• _Task to complete_
Repeat every line below exactly as it reads.

• _Source material_
-- Opening Marker --
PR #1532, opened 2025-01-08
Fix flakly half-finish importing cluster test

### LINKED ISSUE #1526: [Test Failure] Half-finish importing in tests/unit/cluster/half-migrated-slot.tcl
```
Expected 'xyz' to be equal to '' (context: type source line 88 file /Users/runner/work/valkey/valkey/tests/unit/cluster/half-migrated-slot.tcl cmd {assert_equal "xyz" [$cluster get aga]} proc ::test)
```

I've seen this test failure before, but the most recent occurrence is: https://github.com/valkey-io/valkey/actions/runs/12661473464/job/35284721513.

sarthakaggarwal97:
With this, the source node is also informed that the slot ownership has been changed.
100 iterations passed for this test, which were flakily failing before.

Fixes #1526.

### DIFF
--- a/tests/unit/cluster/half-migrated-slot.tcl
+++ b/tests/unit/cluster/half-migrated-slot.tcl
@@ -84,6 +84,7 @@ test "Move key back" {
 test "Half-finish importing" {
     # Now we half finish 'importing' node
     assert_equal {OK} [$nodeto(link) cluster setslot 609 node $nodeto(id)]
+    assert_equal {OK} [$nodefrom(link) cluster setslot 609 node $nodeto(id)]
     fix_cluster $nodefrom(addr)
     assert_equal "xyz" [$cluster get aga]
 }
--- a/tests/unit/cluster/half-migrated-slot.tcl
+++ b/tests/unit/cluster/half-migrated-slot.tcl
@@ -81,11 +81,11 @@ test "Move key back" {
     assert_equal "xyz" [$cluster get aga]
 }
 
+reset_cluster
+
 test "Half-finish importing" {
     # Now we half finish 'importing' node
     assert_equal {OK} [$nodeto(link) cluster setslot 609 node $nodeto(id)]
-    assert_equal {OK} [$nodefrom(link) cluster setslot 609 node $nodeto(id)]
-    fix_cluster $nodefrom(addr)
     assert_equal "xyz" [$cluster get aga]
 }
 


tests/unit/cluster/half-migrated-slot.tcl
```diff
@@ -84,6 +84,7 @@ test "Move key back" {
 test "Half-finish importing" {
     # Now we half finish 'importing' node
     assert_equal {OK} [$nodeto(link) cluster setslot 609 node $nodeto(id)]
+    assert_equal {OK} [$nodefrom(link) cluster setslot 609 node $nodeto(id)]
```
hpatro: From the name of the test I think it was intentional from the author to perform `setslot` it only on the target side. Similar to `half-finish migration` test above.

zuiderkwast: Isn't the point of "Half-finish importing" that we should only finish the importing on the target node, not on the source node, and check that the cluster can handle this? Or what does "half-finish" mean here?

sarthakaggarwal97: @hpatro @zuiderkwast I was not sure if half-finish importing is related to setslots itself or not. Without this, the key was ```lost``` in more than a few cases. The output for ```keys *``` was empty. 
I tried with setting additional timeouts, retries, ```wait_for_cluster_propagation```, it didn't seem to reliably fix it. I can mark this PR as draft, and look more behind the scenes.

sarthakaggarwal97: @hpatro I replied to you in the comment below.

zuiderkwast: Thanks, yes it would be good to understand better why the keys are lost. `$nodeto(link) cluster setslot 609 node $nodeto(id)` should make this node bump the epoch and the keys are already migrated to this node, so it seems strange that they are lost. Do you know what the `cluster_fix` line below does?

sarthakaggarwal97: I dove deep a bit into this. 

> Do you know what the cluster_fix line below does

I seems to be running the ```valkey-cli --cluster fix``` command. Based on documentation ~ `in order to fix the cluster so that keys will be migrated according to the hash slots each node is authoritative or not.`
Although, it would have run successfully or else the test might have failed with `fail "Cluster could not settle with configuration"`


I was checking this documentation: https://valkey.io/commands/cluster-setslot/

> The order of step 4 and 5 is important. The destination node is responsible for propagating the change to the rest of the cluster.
-- Closing Marker --
• _Task answer_
PR #1532, opened 2025-01-08
Fix flakly half-finish importing cluster test

### LINKED ISSUE #1526: [Test Failure] Half-finish importing in tests/unit/cluster/half-migrated-slot.tcl
```
Expected 'xyz' to be equal to '' (context: type source line 88 file /Users/runner/work/valkey/valkey/tests/unit/cluster/half-migrated-slot.tcl cmd {assert_equal "xyz" [$cluster get aga]} proc ::test)
```

I've seen this test failure before, but the most recent occurrence is: https://github.com/valkey-io/valkey/actions/runs/12661473464/job/35284721513.

sarthakaggarwal97:
With this, the source node is also informed that the slot ownership has been changed.
100 iterations passed for this test, which were flakily failing before.

Fixes #1526.

### DIFF
--- a/tests/unit/cluster/half-migrated-slot.tcl
+++ b/tests/unit/cluster/half-migrated-slot.tcl
@@ -84,6 +84,7 @@ test "Move key back" {
 test "Half-finish importing" {
     # Now we half finish 'importing' node
     assert_equal {OK} [$nodeto(link) cluster setslot 609 node $nodeto(id)]
+    assert_equal {OK} [$nodefrom(link) cluster setslot 609 node $nodeto(id)]
     fix_cluster $nodefrom(addr)
     assert_equal "xyz" [$cluster get aga]
 }
--- a/tests/unit/cluster/half-migrated-slot.tcl
+++ b/tests/unit/cluster/half-migrated-slot.tcl
@@ -81,11 +81,11 @@ test "Move key back" {
     assert_equal "xyz" [$cluster get aga]
 }
 
+reset_cluster
+
 test "Half-finish importing" {
     # Now we half finish 'importing' node
     assert_equal {OK} [$nodeto(link) cluster setslot 609 node $nodeto(id)]
-    assert_equal {OK} [$nodefrom(link) cluster setslot 609 node $nodeto(id)]
-    fix_cluster $nodefrom(addr)
     assert_equal "xyz" [$cluster get aga]
 }
 


tests/unit/cluster/half-migrated-slot.tcl
```diff
@@ -84,6 +84,7 @@ test "Move key back" {
 test "Half-finish importing" {
     # Now we half finish 'importing' node
     assert_equal {OK} [$nodeto(link) cluster setslot 609 node $nodeto(id)]
+    assert_equal {OK} [$nodefrom(link) cluster setslot 609 node $nodeto(id)]
```
hpatro: From the name of the test I think it was intentional from the author to perform `setslot` it only on the target side. Similar to `half-finish migration` test above.

zuiderkwast: Isn't the point of "Half-finish importing" that we should only finish the importing on the target node, not on the source node, and check that the cluster can handle this? Or what does "half-finish" mean here?

sarthakaggarwal97: @hpatro @zuiderkwast I was not sure if half-finish importing is related to setslots itself or not. Without this, the key was ```lost``` in more than a few cases. The output for ```keys *``` was empty. 
I tried with setting additional timeouts, retries, ```wait_for_cluster_propagation```, it didn't seem to reliably fix it. I can mark this PR as draft, and look more behind the scenes.

sarthakaggarwal97: @hpatro I replied to you in the comment below.

zuiderkwast: Thanks, yes it would be good to understand better why the keys are lost. `$nodeto(link) cluster setslot 609 node $nodeto(id)` should make this node bump the epoch and the keys are already migrated to this node, so it seems strange that they are lost. Do you know what the `cluster_fix` line below does?

sarthakaggarwal97: I dove deep a bit into this. 

> Do you know what the cluster_fix line below does

I seems to be running the ```valkey-cli --cluster fix``` command. Based on documentation ~ `in order to fix the cluster so that keys will be migrated according to the hash slots each node is authoritative or not.`
Although, it would have run successfully or else the test might have failed with `fail "Cluster could not settle with configuration"`


I was checking this documentation: https://valkey.io/commands/cluster-setslot/

> The order of step 4 and 5 is important. The destination node is responsible for propagating the change to the rest of the cluster.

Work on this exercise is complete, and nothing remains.